Além disso, essa demora na votação tira o foco dos suspeitos de participação no esquema e prejudica a imagem do Executivo. "Quanto mais isso se retarda, mais o governo sai desgastado", disse o professor.
Situação cômoda
Em outra perspectiva, Ernani Carvalho, da UFPE, considera que a demora na deliberação da Lei Orçamentária Anual é uma situação confortável para o Executivo, que busca aprovar um Orçamento mais enxuto. "A presidente não tem como forçar o Congresso a votar então ela tá tentando tirar proveito disso. É uma situação cômoda porque ela pode dizer que o Congresso não votou".

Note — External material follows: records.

Issue #884, opened 2020-10-01
[Programs] Add Layer5 Community Hacktoberfest logo to program page


leecalcote:
**Current Behavior**
The Layer5 community have a special Hacktoberfest graphic to share on this page - https://layer5.io/programs/hacktoberfest

**Desired Behavior**
Add the graphic below to the Hacktoberfest page. Replace the existing generic graphic with this one.
![Layer5-Hacktoberfest](https://user-images.githubusercontent.com/7570704/94851172-b1336500-03ed-11eb-917c-9bdb67ba8684.png)

---
**Contributor Resources**
The `layer5` repo contains two websites. The current generation and the next-generation of the layer5.io site.

If the `layer5-ng` label is absent on this issue, then this issue pertains to the current generation of the layer5.io website, which uses Jekyll and GitHub Pages. Site content is found under the [`master` branch](https://github.com/layer5io/layer5/tree/master).
- See [`layer5` contributing instructions](https://github.com/layer5io/layer5/blob/master/CONTRIBUTING.md)

If the `layer5-ng` label is present on this issue, then this issue pertains to the next-generation of the layer5.io website, which uses Gatsby, Strapi, and GitHub Pages. Site content is found under the [`layer5-ng` branch](https://github.com/layer5io/layer5/tree/layer5-ng).
- See [`layer5-ng` contributing instructions](https://github.com/layer5io/layer5/blob/layer5-ng/CONTRIBUTING.md)

bartkalanski:
I’m away for a little birthday celebration but will try and get it done by Sunday if that’s okay ?

leecalcote:
@bartkalanski thanks much. Yes, sounds real good. The next Layer5 Hacktoberfest meetup is on Thursday, October 8th.

PR #906, opened 2020-10-03
Replaced generic graphic with Hacktoberfest graphic and added alt text

bartkalanski:
**Description**

Issue #884 "[Programs] Add Layer5 Community Hacktoberfest logo to program page"

This PR replaces generic graphic with Hacktoberfest graphic and adds alt text

Signed-off-by Bart Kalanski bkalanski@gmail.com
**Notes for Reviewers**


collections/_programs/hacktoberfest.html
```diff
@@ -8,7 +8,7 @@
 permalink: /programs/hacktoberfest
 excerpt: "Layer5 - Hacktoberfest"
 ---
-<img src="/assets/images/programs/hacktoberfest2020/hacktober.svg" class="image-center" />
+<img src="https://user-images.githubusercontent.com/7570704/94851172-b1336500-03ed-11eb-917c-9bdb67ba8684.png" alt="Hacktoberfest and Layer5 logo" class="image-center" />
```
Jashpatel1, line 11: Can you download the graphic in assets folder and then add it? Also the height to width ratio in current preview looks disturbed.

bartkalanski: No problem, that makes more sense!

bartkalanski: The width for the image is set at 40%, I set it to 60% in chrome devtools and it does seem to look better. Would you say that's the best way of improving the issue that you mentioned ?

Jashpatel1: I think @leecalcote and @chandrashritii can look into if we could have a wider graphic.

Jashpatel1 (dismissed):
Nice work. Thanks @bartkalanski 
Can something be done with the image @leecalcote @chandrashritii ?

bartkalanski:
> Nice work. Thanks @bartkalanski
> Can something be done with the image @leecalcote @chandrashritii ?

Thank you! Pleasure as always :)

Nikhil-Ladha:
Also, in mobile view the image size can be increased a bit.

Falta de verbas põe prioridades em risco
A receita total estimada para o Orçamento 2015 é de R$ 2,140 trilhões. Segundo especialistas, o atraso na votação da proposta orçamentária preocupa porque pode prejudicar a administração pública, já que é por meio desta previsão que o governo poderá planejar as despesas para o ano, garantindo os recursos destinados a hospitais, manutenção das estradas, construção de escolas, entre outros.
A cientista política do Ibmec-RJ, Christiane Romêo, avalia que todo atraso em relação ao orçamento impacta na realização de projetos, no cumprimento de metas e ainda na credibilidade do governo em honrar contas e promessas. "Um impasse entre o Legislativo e o Executivo, pode gerar uma paralisia nas decisões políticas, afetando como um todo o funcionamento normal do País", disse a especialista.
"O Orçamento é essencial para o País. Como é que os ministros vão liberar recursos? As obras do PAC (Programa de Aceleração do Crescimento), saúde e educação precisam de Orçamento. A nossa função é agilizar para garantir a votação o quanto antes", declarou o líder do governo na Câmara, deputado José Guimarães (PT-CE).
O líder do governo no Congresso, senador José Pimentel (PT-CE), considera que não é um grave problema quando o atraso ocorre nos primeiros meses do ano, pois há autorização legal para o Executivo gastar 1/12 da lei orçamentária do ano anterior, o que resolve boa parte das necessidades. No entanto, de acordo com o petista, à medida que os meses avançam, torna-se necessário ter a lei aprovada e sancionada. "Não acredito que chegaremos ao ponto em que haja prejuízo a qualquer setor. O Congresso tem responsabilidade para aprovar o Orçamento antes", prevê o senador.